### TASK
The result should be every line in the data below that carries the string "means".

### EXERCISE MATERIAL
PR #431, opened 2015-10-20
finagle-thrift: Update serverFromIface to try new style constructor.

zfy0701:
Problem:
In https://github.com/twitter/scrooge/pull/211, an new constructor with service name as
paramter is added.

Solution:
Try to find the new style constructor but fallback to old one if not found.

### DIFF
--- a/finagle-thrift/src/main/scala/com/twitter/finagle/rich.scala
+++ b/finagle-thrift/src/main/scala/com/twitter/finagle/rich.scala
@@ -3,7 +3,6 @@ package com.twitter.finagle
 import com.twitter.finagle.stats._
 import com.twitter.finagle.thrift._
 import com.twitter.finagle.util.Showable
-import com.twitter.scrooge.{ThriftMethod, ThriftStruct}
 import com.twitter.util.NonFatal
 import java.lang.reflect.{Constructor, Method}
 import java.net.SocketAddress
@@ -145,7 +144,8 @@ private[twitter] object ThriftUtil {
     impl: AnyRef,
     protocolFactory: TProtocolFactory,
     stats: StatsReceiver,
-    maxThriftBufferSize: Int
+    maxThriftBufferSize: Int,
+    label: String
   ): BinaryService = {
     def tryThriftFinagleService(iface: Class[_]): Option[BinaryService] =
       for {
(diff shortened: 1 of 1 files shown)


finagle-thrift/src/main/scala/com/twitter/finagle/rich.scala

--

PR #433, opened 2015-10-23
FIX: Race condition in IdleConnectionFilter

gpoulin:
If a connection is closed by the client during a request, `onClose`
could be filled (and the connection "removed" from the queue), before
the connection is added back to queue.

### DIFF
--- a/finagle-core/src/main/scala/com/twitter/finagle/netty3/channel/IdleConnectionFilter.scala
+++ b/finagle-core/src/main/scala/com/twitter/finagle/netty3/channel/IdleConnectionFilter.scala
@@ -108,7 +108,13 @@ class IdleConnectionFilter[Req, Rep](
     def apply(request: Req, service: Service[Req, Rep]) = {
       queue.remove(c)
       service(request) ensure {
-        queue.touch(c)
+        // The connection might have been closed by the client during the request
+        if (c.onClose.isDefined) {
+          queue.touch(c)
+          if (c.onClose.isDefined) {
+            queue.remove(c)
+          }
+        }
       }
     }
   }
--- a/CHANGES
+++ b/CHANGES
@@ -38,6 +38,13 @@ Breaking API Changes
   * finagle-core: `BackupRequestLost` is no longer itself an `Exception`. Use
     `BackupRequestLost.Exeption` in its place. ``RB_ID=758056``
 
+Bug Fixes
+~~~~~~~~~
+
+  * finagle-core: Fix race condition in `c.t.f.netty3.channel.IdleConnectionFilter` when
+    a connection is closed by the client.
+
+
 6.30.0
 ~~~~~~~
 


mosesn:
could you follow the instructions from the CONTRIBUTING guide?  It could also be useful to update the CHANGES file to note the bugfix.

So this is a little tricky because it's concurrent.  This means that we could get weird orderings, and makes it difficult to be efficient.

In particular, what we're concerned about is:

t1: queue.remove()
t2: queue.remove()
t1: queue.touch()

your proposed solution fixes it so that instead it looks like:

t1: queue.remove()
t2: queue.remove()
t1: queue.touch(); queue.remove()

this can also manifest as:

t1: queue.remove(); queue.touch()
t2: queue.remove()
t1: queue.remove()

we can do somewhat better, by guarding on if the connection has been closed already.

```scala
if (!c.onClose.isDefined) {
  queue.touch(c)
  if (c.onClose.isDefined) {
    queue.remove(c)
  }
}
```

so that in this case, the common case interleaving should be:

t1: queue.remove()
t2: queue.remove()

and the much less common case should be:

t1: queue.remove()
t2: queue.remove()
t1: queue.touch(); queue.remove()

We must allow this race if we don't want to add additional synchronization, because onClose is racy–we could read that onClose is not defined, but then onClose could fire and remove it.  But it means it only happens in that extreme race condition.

---

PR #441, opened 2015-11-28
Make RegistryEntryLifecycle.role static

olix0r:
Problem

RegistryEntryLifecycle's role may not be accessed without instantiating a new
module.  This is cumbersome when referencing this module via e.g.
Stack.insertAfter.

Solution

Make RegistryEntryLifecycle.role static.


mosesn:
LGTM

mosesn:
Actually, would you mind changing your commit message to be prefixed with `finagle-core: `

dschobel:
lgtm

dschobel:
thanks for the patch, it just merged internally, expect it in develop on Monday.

### PROBLEM SOLUTION
So this is a little tricky because it's concurrent.  This means that we could get weird orderings, and makes it difficult to be efficient.
We must allow this race if we don't want to add additional synchronization, because onClose is racy–we could read that onClose is not defined, but then onClose could fire and remove it.  But it means it only happens in that extreme race condition.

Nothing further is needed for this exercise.